━━ Dataset content

PR #17668, opened 2026-09-04
fix(common): Support numeric string values in ParseEnumPipe

### LINKED ISSUE #17638: ParseEnumPipe fails validation for numeric enum values when passed as strings (e.g., from @Query or @Param)

MingLin1995:
## PR Checklist

## PR Type

- [x] Bugfix
- [ ] Feature
- [ ] Build related changes
- [ ] CI related changes

When using `ParseEnumPipe` with numeric TypeScript enums on HTTP route parameters (such as `@Query()` or `@Param()`), values are received as strings (e.g. `'0'`). Because `ParseEnumPipe.isEnum()` uses strict equality checking against numeric enum values (`[0, 1].includes('0')`), it throws a `400 Bad Request: "Validation failed (enum string is expected)"`.

Issue Number: Fixes #17638

## What is the new behavior?
1. `ParseEnumPipe.isEnum()` now supports numeric string values when the underlying enum values are numeric.
2. `ParseEnumPipe.transform()` coerces numeric string values to numbers (`Number(value)`), ensuring the returned value matches the TypeScript numeric enum type instead of remaining a raw string.
3. String enums with digit characters (e.g. `enum Digit { Zero = '0' }`) preserve their string type and are not coerced.
4. Comprehensive unit tests added covering numeric strings, negative values, digit string enums, and invalid/empty strings.

- [ ] Yes
- [x] No

## Other information
- All 194 unit tests in `packages/common/test/pipes` passed.
- Linted with `oxlint` and formatted with `prettier`.

### DIFF
--- a/packages/common/pipes/parse-enum.pipe.ts
+++ b/packages/common/pipes/parse-enum.pipe.ts
@@ -76,11 +76,36 @@ export class ParseEnumPipe<T = any> implements PipeTransform<T> {
         'Validation failed (enum string is expected)',
       );
     }
+    if (this.isNumeric(value)) {
+      const enumValues = this.getEnumValues();
+      if (!enumValues.includes(value) && enumValues.includes(Number(value))) {
+        return Number(value) as T;
+      }
+    }
     return value as T;
   }
 
   protected isEnum(value: unknown): boolean {
-    const enumValues = Object.keys(this.enumType as object)
+    const enumValues = this.getEnumValues();
+    if (enumValues.includes(value)) {
+      return true;
+    }
+    if (this.isNumeric(value)) {
+      return enumValues.includes(Number(value));
+    }
+    return false;
+  }
+
+  protected isNumeric(value: unknown): boolean {
+    return (
+      ['string', 'number'].includes(typeof value) &&
+      /^-?\d+(\.\d+)?$/.test(String(value)) &&
+      isFinite(value as any)
+    );
+  }
+
+  protected getEnumValues(): any[] {
+    return Object.keys(this.enumType as object)
       .filter(key => {
         const enumValue = (this.enumType as any)[key];
         return !(
@@ -89,6 +114,5 @@ export class ParseEnumPipe<T = any> implements PipeTransform<T> {
         );
       })
       .map(key => (this.enumType as any)[key]);
-    return enumValues.includes(value);
   }
 }
--- a/packages/common/test/pipes/parse-enum.pipe.spec.ts
+++ b/packages/common/test/pipes/parse-enum.pipe.spec.ts
@@ -92,6 +92,30 @@ describe('ParseEnumPipe', () => {
       ).toBe(Status.Inactive);
     });
 
+    it('should return numeric enum value when the numeric value is passed as a string', async () => {
+      expect(
+        await numericTarget.transform('0' as any, {} as ArgumentMetadata),
+      ).toBe(Status.Active);
+      expect(
+        await numericTarget.transform('1' as any, {} as ArgumentMetadata),
+      ).toBe(Status.Inactive);
+    });
+
+    it('should throw when an invalid numeric string is passed', async () => {
+      await expect(
+        numericTarget.transform('2' as any, {} as ArgumentMetadata),
+      ).rejects.toThrow(HttpException);
+    });
+
+    it('should throw when an empty or whitespace string is passed', async () => {
+      await expect(
+        numericTarget.transform('' as any, {} as ArgumentMetadata),
+      ).rejects.toThrow(HttpException);
+      await expect(
+        numericTarget.transform('   ' as any, {} as ArgumentMetadata),
+      ).rejects.toThrow(HttpException);
+    });
+
     it('should throw when a reverse-mapped key name is passed instead of the value', async () => {
       try {
         await numericTarget.transform('Active' as any, {} as ArgumentMetadata);
@@ -99,6 +123,49 @@ describe('ParseEnumPipe', () => {
       } catch (err) {
         expect(err).toBeInstanceOf(HttpException);
       }
+    });
+  });
+
+  describe('when enum is numeric with negative values', () => {
+    enum Temperature {
+      Freezing = -5,
+      Zero = 0,
+      Boiling = 100,
+    }
+    let target: ParseEnumPipe;
+
+    beforeEach(() => {
+      target = new ParseEnumPipe(Temperature);
+    });
+
+    it('should parse negative numeric string and return number', async () => {
+      expect(await target.transform('-5' as any, {} as ArgumentMetadata)).toBe(
+        Temperature.Freezing,
+      );
+      expect(await target.transform('0' as any, {} as ArgumentMetadata)).toBe(
+        Temperature.Zero,
+      );
+      expect(await target.transform('100' as any, {} as ArgumentMetadata)).toBe(
+        Temperature.Boiling,
+      );
+    });
+  });
+
+  describe('when enum has string values with digit characters', () => {
+    enum DigitString {
+      Zero = '0',
+      One = '1',
+    }
+    let target: ParseEnumPipe;
+
+    beforeEach(() => {
+      target = new ParseEnumPipe(DigitString);
+    });
+
+    it('should preserve string type and not coerce to number', async () => {
+      const result = await target.transform('0', {} as ArgumentMetadata);
+      expect(result).toBe('0');
+      expect(typeof result).toBe('string');
     });
   });
 });


packages/common/pipes/parse-enum.pipe.ts
```diff
@@ -76,11 +76,36 @@ export class ParseEnumPipe<T = any> implements PipeTransform<T> {
         'Validation failed (enum string is expected)',
       );
     }
+    if (this.isNumeric(value)) {
+      const enumValues = this.getEnumValues();
+      if (!enumValues.includes(value) && enumValues.includes(Number(value))) {
+        return Number(value) as T;
+      }
+    }
     return value as T;
```
micalevisk: This returns `Number(value)` rather than the enum member that matched, and the `isNumeric` regex is looser than an enum lookup should be. Concretely, with `enum Status { Active = 0, Inactive = 1 }`:

- `'01'`, `'00'`, `'1.0'`, `'0.0'` are accepted and mapped to `1` / `0`
- `'-0'` is accepted and the pipe returns `-0`, not `Status.Active` (`Object.is(-0, 0) === false`)

It also walks `Object.keys(enumType)` a second time per call, right after `isEnum` already did.

I'd rather match a numeric member only by its exact string form (`String(enumValue) === value`) and return the member itself. Together with the helper suggested below on `isEnum`:

```suggestion
    return (this.toEnumValue(value) ?? value) as T;
```

(`?? value` keeps the current behavior for subclasses that override `isEnum` to accept something the default lookup doesn't know about.)

packages/common/pipes/parse-enum.pipe.ts
```diff
@@ -76,11 +76,36 @@ export class ParseEnumPipe<T = any> implements PipeTransform<T> {
...
+    return false;
+  }
+
+  protected isNumeric(value: unknown): boolean {
+    return (
+      ['string', 'number'].includes(typeof value) &&
+      /^-?\d+(\.\d+)?$/.test(String(value)) &&
+      isFinite(value as any)
+    );
+  }
```
micalevisk, line 100: Suggestion to go with the comment above: a single lookup that handles both exact matches and the string form of numeric members, so we don't need `isNumeric` (which is a near copy of `ParseIntPipe.isNumeric` with `(\.\d+)?` added) and the regex / `isFinite` / `Number()` dance:

```suggestion
  protected isEnum(value: unknown): boolean {
    return this.toEnumValue(value) !== undefined;
  }

  /**
   * Returns the enum member that `value` refers to, or `undefined` if there is none.
   * Numeric members also match their string representation (e.g. `'1'` for `1`),
   * since HTTP route and query params always arrive as strings.
   */
  protected toEnumValue(value: unknown): string | number | undefined {
    return this.getEnumValues().find(
      enumValue =>
        enumValue === value ||
        (typeof enumValue === 'number' &&
          typeof value === 'string' &&
          String(enumValue) === value),
    );
  }
```

I ran this variant locally against the spec in this PR plus a set of edge cases: all of the existing tests still pass, `'0'` / `'1'` / `'-5'` / `'100'` / `'0.5'` (for a float-valued member) resolve to the member, string enums with digit values are untouched, and `'01'`, `'1.0'`, `'-0'`, `'+1'`, `' 1'`, `'1e0'` are rejected.

Note that `isNumeric` is `protected`, so keeping it means committing to it as an extension point (see #9496). If you'd rather keep the regex approach, please at least make it `private` and drop the `(\.\d+)?` part unless float-valued enums get a test.

packages/common/pipes/parse-enum.pipe.ts
```diff
@@ -76,11 +76,36 @@ export class ParseEnumPipe<T = any> implements PipeTransform<T> {
...
+
+  protected getEnumValues(): any[] {
```
micalevisk: nit: this can be typed as `(string | number)[]`, which is what enum members can be at runtime. Exposing it as a `protected` extension point seems fine to me.

packages/common/test/pipes/parse-enum.pipe.spec.ts
```diff
@@ -92,6 +92,30 @@ describe('ParseEnumPipe', () => {
...
     });
 
+    it('should return numeric enum value when the numeric value is passed as a string', async () => {
+      expect(
+        await numericTarget.transform('0' as any, {} as ArgumentMetadata),
+      ).toBe(Status.Active);
+      expect(
+        await numericTarget.transform('1' as any, {} as ArgumentMetadata),
+      ).toBe(Status.Inactive);
+    });
```
micalevisk, line 102: Please also pin down the edge cases that the coercion decides on, whatever we settle on (my preference is that these are all rejected):

- `'01'`, `'1.0'` and `'-0'` for the `Status` enum
- a mixed enum (`enum Mixed { A = 'a', One = 1 }`) with `'a'`, `'1'` and `1`

And, since the regex intentionally allows decimals, a float-valued enum (e.g. `enum Ratio { Half = 0.5 }`) with `'0.5'`. Otherwise that branch of the regex is untested.

packages/common/test/pipes/parse-enum.pipe.spec.ts
```diff
@@ -92,6 +92,30 @@ describe('ParseEnumPipe', () => {
...
+
+    it('should throw when an invalid numeric string is passed', async () => {
+      await expect(
+        numericTarget.transform('2' as any, {} as ArgumentMetadata),
+      ).rejects.toThrow(HttpException);
+    });
```
micalevisk, line 108: `HttpException` is the base class of every built-in HTTP exception, so this would also pass if the pipe started throwing, say, a 500. Assert the concrete one (`BadRequestException`, and ideally the message) here and in the test below.

micalevisk (changes requested):

micalevisk:
Thanks for the PR! A few things before the inline notes.

**Context / prior art**

- This overlaps with #17639, opened by the reporter of #17638 right after that issue was triaged. On that PR I raised that accepting numeric strings here is arguably a behavior change (it relaxes validation and changes the value type returned for inputs that used to be rejected) rather than a plain bug fix, and that we might want it to be opt-in. That thread is still open, so please link both and let's settle the "fix vs. feat" (and therefore the commit type) question before this gets merged. I lean towards accepting the coercion, since the docs already list `ParseEnumPipe` among the *transformation* pipes and every other `Parse*` pipe coerces the string it receives from the HTTP layer, but that decision should be explicit.
- Looking at the history of `parse-enum.pipe.ts`: the only recent changes are #17086 and its follow-up 4fbd6e6 (both about excluding reverse-mapped keys of numeric enums). Nobody had proposed coercing numeric strings before #17639, so there's no earlier decision to honor here.

**Review**

Requesting changes for the points below. The behavior for the happy path (`'0'` -> `0`, `'-5'` -> `-5`, string enums with digit values untouched) is right and well covered; the concerns are about how loose the coercion is and the shape of the implementation.

1. The coercion is looser than an enum check should be. With the current `isNumeric` + `Number(value)` approach, `'00'`, `'01'`, `'1.0'` and `'0.0'` are all accepted and mapped to enum members, and `'-0'` is accepted but returns `-0` instead of the member `0`. For an enum I'd expect only the exact string form of a numeric member to match. See the inline suggestion: comparing against `String(enumValue)` and returning the matched member is simpler (no regex, no `isFinite`, no `Number()`), stricter, and avoids the second `getEnumValues()` pass in `transform`.
2. Tests should pin whichever leniency we decide on (`'01'`, `'1.0'`, `'-0'`), cover a mixed string/number enum, and, if decimals are intentionally supported (the regex has `(\.\d+)?`), cover a float-valued enum. Also prefer asserting `BadRequestException` over the base `HttpException`.
3. `isNumeric` and `getEnumValues` are new `protected` members, i.e. part of the pipe's extensibility surface (see #9496). `getEnumValues` is a reasonable extension point; `isNumeric` is a near copy of `ParseIntPipe.isNumeric` and shouldn't be needed with the approach above.
4. If we land this as a feature, the PR description should say so (PR type + `feat(common)` commit) and it'd be worth a one-liner in the docs (pipes chapter on docs.nestjs.com) mentioning that `ParseEnumPipe` accepts the string form of numeric enum members.

**Possible follow-ups (not for this PR)**

- Extract a shared numeric-string check for `ParseIntPipe` / `ParseFloatPipe` / this pipe instead of three slightly different `isNumeric` implementations.
- `ParseEnumPipe<T>` types `T` as the enum *object*, so every `as T` on a member value (pre-existing and here) is misleading. Worth a typing cleanup at some point.

CI: the only red job is `samples`, which timed out at 60 min and is unrelated to this change (build, lint, unit and integration jobs are green).

MingLin1995:
Thanks for the thorough review and suggestions @micalevisk !
I've updated the implementation to use toEnumValue with exact string matching (String(enumValue) === value), removed isNumeric, typed getEnumValues as (string | number)[], and added tests for edge cases ('01', '-0', '1.0', etc.), mixed enums, and float enums, asserting BadRequestException.

micalevisk (approved):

━━━━

● **What you should do**
Check each line above for the word "enumType" and copy the ones that have it.

● **Written solution**
-    const enumValues = Object.keys(this.enumType as object)
+    return Object.keys(this.enumType as object)
         const enumValue = (this.enumType as any)[key];
       .map(key => (this.enumType as any)[key]);
It also walks `Object.keys(enumType)` a second time per call, right after `isEnum` already did.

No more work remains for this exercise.